### Exercise goal:
Copy every line of the data that includes the string "scripts".
────────────────────
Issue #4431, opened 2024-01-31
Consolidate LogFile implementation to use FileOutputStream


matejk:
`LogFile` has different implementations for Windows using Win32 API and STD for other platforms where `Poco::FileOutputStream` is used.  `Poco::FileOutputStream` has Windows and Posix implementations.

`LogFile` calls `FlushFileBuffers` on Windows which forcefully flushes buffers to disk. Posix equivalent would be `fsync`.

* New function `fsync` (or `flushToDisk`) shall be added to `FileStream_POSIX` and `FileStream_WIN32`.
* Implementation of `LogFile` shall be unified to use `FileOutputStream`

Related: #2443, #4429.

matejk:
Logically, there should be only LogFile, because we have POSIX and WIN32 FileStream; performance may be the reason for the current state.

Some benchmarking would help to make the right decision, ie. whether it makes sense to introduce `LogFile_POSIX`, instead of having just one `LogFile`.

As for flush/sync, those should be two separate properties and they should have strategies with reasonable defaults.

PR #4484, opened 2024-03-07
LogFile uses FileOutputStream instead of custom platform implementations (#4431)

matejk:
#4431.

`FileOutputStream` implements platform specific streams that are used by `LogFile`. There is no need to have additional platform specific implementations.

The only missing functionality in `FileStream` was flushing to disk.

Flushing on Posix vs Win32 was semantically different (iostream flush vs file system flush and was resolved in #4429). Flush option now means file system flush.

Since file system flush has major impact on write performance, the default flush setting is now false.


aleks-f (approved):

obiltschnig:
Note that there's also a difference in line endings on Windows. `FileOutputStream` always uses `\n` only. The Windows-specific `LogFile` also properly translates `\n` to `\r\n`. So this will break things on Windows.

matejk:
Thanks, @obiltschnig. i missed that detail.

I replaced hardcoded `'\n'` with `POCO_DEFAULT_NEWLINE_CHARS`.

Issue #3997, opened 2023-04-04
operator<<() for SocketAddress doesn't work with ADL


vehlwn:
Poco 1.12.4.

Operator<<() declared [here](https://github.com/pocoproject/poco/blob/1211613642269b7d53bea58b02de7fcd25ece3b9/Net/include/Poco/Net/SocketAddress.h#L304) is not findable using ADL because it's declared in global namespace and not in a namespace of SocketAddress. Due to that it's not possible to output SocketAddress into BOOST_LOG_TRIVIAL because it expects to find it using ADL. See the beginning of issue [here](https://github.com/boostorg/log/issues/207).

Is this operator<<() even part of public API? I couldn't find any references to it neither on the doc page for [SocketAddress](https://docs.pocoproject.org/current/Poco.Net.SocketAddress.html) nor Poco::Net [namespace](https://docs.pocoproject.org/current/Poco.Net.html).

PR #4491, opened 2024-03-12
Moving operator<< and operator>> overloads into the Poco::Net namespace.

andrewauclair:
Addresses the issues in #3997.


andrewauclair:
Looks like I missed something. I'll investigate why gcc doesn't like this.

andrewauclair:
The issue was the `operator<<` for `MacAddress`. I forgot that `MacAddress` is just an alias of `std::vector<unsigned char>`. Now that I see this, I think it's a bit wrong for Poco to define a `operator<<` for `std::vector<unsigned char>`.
────────────────────
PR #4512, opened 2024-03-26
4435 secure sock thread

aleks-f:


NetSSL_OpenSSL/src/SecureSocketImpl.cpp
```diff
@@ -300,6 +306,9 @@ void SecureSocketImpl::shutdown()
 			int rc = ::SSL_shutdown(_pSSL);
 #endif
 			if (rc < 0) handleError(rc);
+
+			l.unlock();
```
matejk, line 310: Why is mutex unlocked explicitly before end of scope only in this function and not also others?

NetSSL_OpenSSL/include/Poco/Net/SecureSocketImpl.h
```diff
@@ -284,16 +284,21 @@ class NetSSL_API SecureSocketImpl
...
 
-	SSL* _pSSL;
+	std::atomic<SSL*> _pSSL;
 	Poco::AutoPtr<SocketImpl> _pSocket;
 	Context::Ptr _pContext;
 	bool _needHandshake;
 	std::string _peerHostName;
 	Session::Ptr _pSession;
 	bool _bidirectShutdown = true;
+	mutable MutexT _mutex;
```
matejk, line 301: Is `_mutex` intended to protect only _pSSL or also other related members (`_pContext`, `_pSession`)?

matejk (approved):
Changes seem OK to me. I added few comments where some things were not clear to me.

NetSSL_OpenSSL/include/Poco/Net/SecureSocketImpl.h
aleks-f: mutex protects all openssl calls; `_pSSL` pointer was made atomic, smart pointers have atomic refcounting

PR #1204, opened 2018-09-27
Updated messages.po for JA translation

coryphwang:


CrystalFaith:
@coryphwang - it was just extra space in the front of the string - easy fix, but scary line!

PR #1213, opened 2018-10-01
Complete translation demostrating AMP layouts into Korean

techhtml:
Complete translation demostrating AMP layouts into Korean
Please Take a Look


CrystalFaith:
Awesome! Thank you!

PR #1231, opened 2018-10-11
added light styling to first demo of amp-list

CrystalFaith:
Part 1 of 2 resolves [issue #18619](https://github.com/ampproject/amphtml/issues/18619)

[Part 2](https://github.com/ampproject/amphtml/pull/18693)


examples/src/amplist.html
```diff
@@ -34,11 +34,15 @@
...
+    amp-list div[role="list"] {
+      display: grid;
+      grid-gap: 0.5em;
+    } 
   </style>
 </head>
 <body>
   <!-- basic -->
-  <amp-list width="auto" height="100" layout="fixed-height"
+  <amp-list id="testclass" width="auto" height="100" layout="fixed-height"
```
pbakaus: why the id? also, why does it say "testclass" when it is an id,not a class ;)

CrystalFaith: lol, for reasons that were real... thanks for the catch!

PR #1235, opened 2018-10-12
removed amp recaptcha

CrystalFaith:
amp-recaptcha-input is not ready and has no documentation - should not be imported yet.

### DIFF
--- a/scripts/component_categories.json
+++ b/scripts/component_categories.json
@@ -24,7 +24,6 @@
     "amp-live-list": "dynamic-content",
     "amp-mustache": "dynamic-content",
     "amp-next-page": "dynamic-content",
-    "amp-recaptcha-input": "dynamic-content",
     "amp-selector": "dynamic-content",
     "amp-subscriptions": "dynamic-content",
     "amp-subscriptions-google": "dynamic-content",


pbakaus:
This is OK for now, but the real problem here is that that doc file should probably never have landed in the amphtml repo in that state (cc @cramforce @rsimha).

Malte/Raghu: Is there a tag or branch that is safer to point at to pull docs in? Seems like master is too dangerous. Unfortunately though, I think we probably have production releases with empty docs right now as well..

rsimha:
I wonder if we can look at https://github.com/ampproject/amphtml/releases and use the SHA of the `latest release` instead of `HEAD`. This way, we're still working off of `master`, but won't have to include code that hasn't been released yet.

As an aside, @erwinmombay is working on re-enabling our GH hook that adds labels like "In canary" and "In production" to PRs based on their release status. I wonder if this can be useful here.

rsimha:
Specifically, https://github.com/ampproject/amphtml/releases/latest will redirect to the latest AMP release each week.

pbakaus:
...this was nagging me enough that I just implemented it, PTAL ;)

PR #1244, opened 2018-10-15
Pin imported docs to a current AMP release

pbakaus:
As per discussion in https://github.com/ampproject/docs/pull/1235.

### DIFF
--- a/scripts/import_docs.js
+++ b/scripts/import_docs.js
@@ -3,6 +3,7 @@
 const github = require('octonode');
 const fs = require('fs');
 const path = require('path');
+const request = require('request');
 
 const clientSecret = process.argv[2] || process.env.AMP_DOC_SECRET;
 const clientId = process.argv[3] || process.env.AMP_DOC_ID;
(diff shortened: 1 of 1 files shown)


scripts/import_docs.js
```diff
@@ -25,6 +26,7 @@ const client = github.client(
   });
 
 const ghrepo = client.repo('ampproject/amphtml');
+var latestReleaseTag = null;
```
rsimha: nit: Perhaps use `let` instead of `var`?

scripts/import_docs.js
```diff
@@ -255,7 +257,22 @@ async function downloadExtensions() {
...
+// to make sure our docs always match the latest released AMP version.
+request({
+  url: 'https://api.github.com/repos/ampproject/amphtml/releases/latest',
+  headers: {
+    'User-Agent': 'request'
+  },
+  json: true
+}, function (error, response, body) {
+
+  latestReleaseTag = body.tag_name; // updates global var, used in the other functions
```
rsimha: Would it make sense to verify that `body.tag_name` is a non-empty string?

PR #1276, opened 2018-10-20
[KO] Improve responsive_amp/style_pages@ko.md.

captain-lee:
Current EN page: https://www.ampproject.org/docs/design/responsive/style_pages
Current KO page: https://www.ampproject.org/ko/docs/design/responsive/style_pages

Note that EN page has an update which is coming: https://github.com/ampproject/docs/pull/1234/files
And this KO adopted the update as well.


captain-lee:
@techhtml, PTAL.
────────────────────
### Task answer:
--- a/scripts/component_categories.json
+++ b/scripts/component_categories.json
--- a/scripts/import_docs.js
+++ b/scripts/import_docs.js
scripts/import_docs.js
scripts/import_docs.js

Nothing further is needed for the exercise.